Aug 07 2008
How to Think Like a Computer Scientist
I have become more and more convinced that trying to teach beginning programming using a production language like C++ or even Java is really just a horrible horrible mistake. I am just wrapping up teaching our Programming II course this summer. We use C++ for our intro courses (as do many other institutions), and continue on with it for the core courses of our undergraduate curriculum. My experience this summer has been the same as in the past. We spend so much time on the minutia of the syntactic complexities of the C++ language that there is no time for any of the big picture. And worse, many students just see this seemingly impenetrable mass of complexity and it often just stops them cold. C and C++ are powerful languages, and they must, in my opinion, be learned at some point as part of a complete CS education, but…
So I recently saw this free creative commons published book How to Think Like a Computer Scientist.

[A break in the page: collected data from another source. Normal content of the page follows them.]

PR #1695, opened 2021-04-25
Refactor Animation Informations

obligaron:
This pr doesn't change any logic (including if conditions).

Content:

- Move Fields and Logic to new `AnimationInfos` class (every move is in a separate commit and not coupled with other changes)
- Rename Variables (in separate commits)
- Remove not needed local variables (in separate commit)

Notes:

- In the future AnimationInfos should be included in other Types (Monsters, Object, Missiles). But this is outside the scope of this pr.
- `Width` is not included cause in other types (Monsters) `Width` doesn't exist as member. That's also the reason why NewPlrAnim still exists.

### DIFF
--- a/Source/player.h
+++ b/Source/player.h
@@ -398,7 +398,6 @@ void FreePlayerGFX(int pnum);
  */
 void NewPlrAnim(int pnum, BYTE *pData, int numberOfFrames, int delayLen, int width, AnimationDistributionParams params = AnimationDistributionParams::None, int numSkippedFrames = 0, int distributeFramesBeforeFrame = 0);
 void SetPlrAnims(int pnum);
-void ProcessPlayerAnimation(int pnum);
 void CreatePlayer(int pnum, HeroClass c);
 int CalcStatDiff(int pnum);
 #ifdef _DEBUG
--- a/Source/player.h
+++ b/Source/player.h
@@ -415,12 +415,6 @@ enum class AnimationDistributionParams : uint8_t {
 void NewPlrAnim(int pnum, BYTE *Peq, int numFrames, int Delay, int width, AnimationDistributionParams params = AnimationDistributionParams::None, int numSkippedFrames = 0, int distributeFramesBeforeFrame = 0);
 void SetPlrAnims(int pnum);
 void ProcessPlayerAnimation(int pnum);
-/**
- * @brief Calculates the Frame to use for the Animation rendering
- * @param pPlayer Player
- * @return The Frame to use for rendering
- */
-int GetFrameToUseForPlayerRendering(const PlayerStruct *pPlayer);
 void CreatePlayer(int pnum, HeroClass c);
 int CalcStatDiff(int pnum);
 #ifdef _DEBUG
--- a/Source/player.h
+++ b/Source/player.h
@@ -16,6 +16,7 @@
 #include "path.h"
 #include "interfac.h"
 #include "utils/enum_traits.h"
+#include "engine/animationinfo.h"
 
 namespace devilution {
 
@@ -160,24 +161,11 @@ struct PlayerStruct {
 	ActorPosition position;
 	direction _pdir; // Direction faced by player (direction enum)
 	int _pgfxnum;    // Bitmask indicating what variant of the sprite the player is using. Lower byte define weapon (anim_weapon_id) and higher values define armour (starting with anim_armor_id)
-	uint8_t *_pAnimData;
-	int _pAnimDelay; // Tick length of each frame in the current animation
-	int _pAnimCnt;   // Increases by one each game tick, counting how close we are to _pAnimDelay
-	int _pAnimLen;   // Number of frames in current animation
-	int _pAnimFrame; // Current frame of animation.
+	/*
+	* @brief Contains Information for current Animation
+	*/
+	AnimationInfo AnimInfo;
 	int _pAnimWidth;
-	/*
-	* @brief Specifies how many animations-fractions are displayed between two gameticks. this can be > 0, if animations are skipped or < 0 if the same animation is shown in multiple times (delay specified).
-	*/
-	float _pAnimGameTickModifier;
-	/*
-	* @brief Number of GameTicks after the current animation sequence started
-	*/
-	int _pAnimGameTicksSinceSequenceStarted;
-	/*
-	* @brief Animation Frames that will be adjusted for the skipped Frames/GameTicks
-	*/
-	int _pAnimRelevantAnimationFramesForDistributing;
 	int _plid;
 	int _pvid;
 	spell_id _pSpell;
--- a/Source/player.h
+++ b/Source/player.h
@@ -386,33 +386,17 @@ void InitPlrGFXMem(int pnum);
 void FreePlayerGFX(int pnum);
 
 /**
- * @brief Specifies what special logics are applied for a Animation
- */
-enum class AnimationDistributionParams : uint8_t {
-	None = 0,
-	/*
-	* @brief ProcessAnimation will be called after NewPlrAnim (in same GameTick as NewPlrAnim)
-	*/
-	ProcessAnimationPending,
-	/*
-	* @brief Delay of last Frame is ignored (for example, because only Frame and not delay is checked in game_logic)
-	*/
-	SkipsDelayOfLastFrame,
-};
-
-/**
  * @brief Sets the new Player Animation with all relevant information for rendering
-
  * @param pnum Player Id
- * @param Peq Pointer to Animation Data
- * @param numFrames Number of Frames in Animation
- * @param Delay Delay after each Animation sequence
+ * @param pData Pointer to Animation Data
+ * @param numberOfFrames Number of Frames in Animation
+ * @param delayLen Delay after each Animation sequence
  * @param width Width of sprite
  * @param params Specifies what special logics are applied to this Animation
  * @param numSkippedFrames Number of Frames that will be skipped (for example with modifier "faster attack")
  * @param distributeFramesBeforeFrame Distribute the numSkippedFrames only before this frame
  */
-void NewPlrAnim(int pnum, BYTE *Peq, int numFrames, int Delay, int width, AnimationDistributionParams params = AnimationDistributionParams::None, int numSkippedFrames = 0, int distributeFramesBeforeFrame = 0);
+void NewPlrAnim(int pnum, BYTE *pData, int numberOfFrames, int delayLen, int width, AnimationDistributionParams params = AnimationDistributionParams::None, int numSkippedFrames = 0, int distributeFramesBeforeFrame = 0);
 void SetPlrAnims(int pnum);
 void ProcessPlayerAnimation(int pnum);
 void CreatePlayer(int pnum, HeroClass c);
--- a/CMakeLists.txt
+++ b/CMakeLists.txt
@@ -343,6 +343,7 @@ set(devilutionx_SRCS
   Source/controls/modifier_hints.cpp
   Source/controls/plrctrls.cpp
   Source/controls/touch.cpp
+  Source/engine/animationinfo.cpp
   Source/qol/autopickup.cpp
   Source/qol/common.cpp
   Source/qol/monhealthbar.cpp
@@ -453,7 +454,7 @@ if(RUN_TESTS)
     test/scrollrt_test.cpp
     test/stores_test.cpp
     test/writehero_test.cpp
-    test/animationinformation_test.cpp)
+    test/animationinfo_test.cpp)
 endif()
 
 add_executable(${BIN_TARGET} WIN32 MACOSX_BUNDLE ${devilutionx_SRCS})
--- a/Source/engine/animationinfo.cpp
+++ b/Source/engine/animationinfo.cpp
@@ -5,7 +5,47 @@
  */
 
 #include "animationinfo.h"
+#include "appfat.h"
+#include "nthread.h"
+#include "utils/log.hpp"
 
 namespace devilution {
+
+int AnimationInfo::GetFrameToUseForRendering()
+{
+	// Normal logic is used,
+	// - if no frame-skipping is required and so we have exactly one Animationframe per GameTick
+	// or
+	// - if we load from a savegame where the new variables are not stored (we don't want to break savegame compatiblity because of smoother rendering of one animation)
+	int relevantAnimationFramesForDistributing = RelevantFramesForDistributing;
+	if (relevantAnimationFramesForDistributing <= 0)
+		return CurrentFrame;
+
+	if (CurrentFrame > relevantAnimationFramesForDistributing)
+		return CurrentFrame;
+
+	assert(GameTicksSinceSequenceStarted >= 0);
+
+	float progressToNextGameTick = gfProgressToNextGameTick;
+
+	// we don't use the processed game ticks alone but also the fragtion of the next game tick (if a rendering happens between game ticks). This helps to smooth the animations.
+	float totalGameTicksForCurrentAnimationSequence = progressToNextGameTick + (float)GameTicksSinceSequenceStarted;
+
+	// 1 added for rounding reasons. float to int cast always truncate.
+	int absoluteAnimationFrame = 1 + (int)(totalGameTicksForCurrentAnimationSequence * GameTickModifier);
+	if (absoluteAnimationFrame > relevantAnimationFramesForDistributing) {
+		// this can happen if we are at the last frame and the next game tick is due (nthread_GetProgressToNextGameTick returns 1.0f)
+		if (absoluteAnimationFrame > (relevantAnimationFramesForDistributing + 1)) {
+			// we should never have +2 frames even if next game tick is due
+			Log("GetFrameToUseForRendering: Calculated an invalid Animation Frame (Calculated {} MaxFrame {})", absoluteAnimationFrame, relevantAnimationFramesForDistributing);
+		}
+		return relevantAnimationFramesForDistributing;
+	}
+	if (absoluteAnimationFrame <= 0) {
+		Log("GetFrameToUseForRendering: Calculated an invalid Animation Frame (Calculated {})", absoluteAnimationFrame);
+		return 1;
+	}
+	return absoluteAnimationFrame;
+}
 
 } // namespace devilution
--- a/Source/engine/animationinfo.cpp
+++ b/Source/engine/animationinfo.cpp
@@ -81,7 +81,7 @@ void AnimationInfo::SetNewAnimation(uint8_t *pData, int numberOfFrames, int dela
 
 		if (params == AnimationDistributionParams::ProcessAnimationPending) {
 			// If ProcessAnimation will be called after SetNewAnimation (in same GameTick as NewPlrAnim), we increment the Animation-Counter.
-			// If no delay is specified, this will result in complete skipped frame (see ProcessPlayerAnimation).
+			// If no delay is specified, this will result in complete skipped frame (see ProcessAnimation).
 			// But if we have a delay specified, this would only result in a reduced time the first frame is shown (one skipped delay).
 			// Because of that, we only the remove one GameTick from the time the Animation is shown
 			relevantAnimationGameTicksWithSkipping -= 1;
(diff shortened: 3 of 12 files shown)


Source/animationinfos.cpp
```diff
@@ -5,7 +5,47 @@
  */
 
 #include "animationinfos.h"
+#include "appfat.h"
+#include "nthread.h"
+#include "utils/log.hpp"
 
 namespace devilution {
 
+int AnimationInfos::GetFrameToUseForRendering()
```
julealgon: This looks like a pure function. Can we make it `const`?

Source/animationinfos.cpp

What first brought it to my attention was that I saw MIT was actually using it as part of their intro to programming course, and it showed up on their most recent OCW course curriculum. Now I am a big fan of the Python programming language, as those around me will tell you, so I may have some bias. But seeing how it is being used and praised in all kinds of cutting-edge domains, like not only this MIT OCW course, but for example Google uses it heavily, and it is really beginning to take off among researchers and scientists in the scientific computing community, replacing Perl in many cases, I would venture to say that I am not the only one that sees the power and advantages of Python.
So, a) I really do need to renew my own effort to see if we can get our department to rethink some of its choices of the undergraduate curriculum; b) in the meantime, any undergraduates that might stumble upon this who are about to take or have just taken our intro programming courses, I would recommend that looking at this book might help you to get a better understanding of programming, and maybe see some of the big picture issues that we might not get to you clearly in the current courses, and c) the book also works great as just a Python tutorial. I have been recommending this book as well to my graduate students who will be taking my AI: Collective Intelligence course this fall, as a good tutorial for learning the Python language.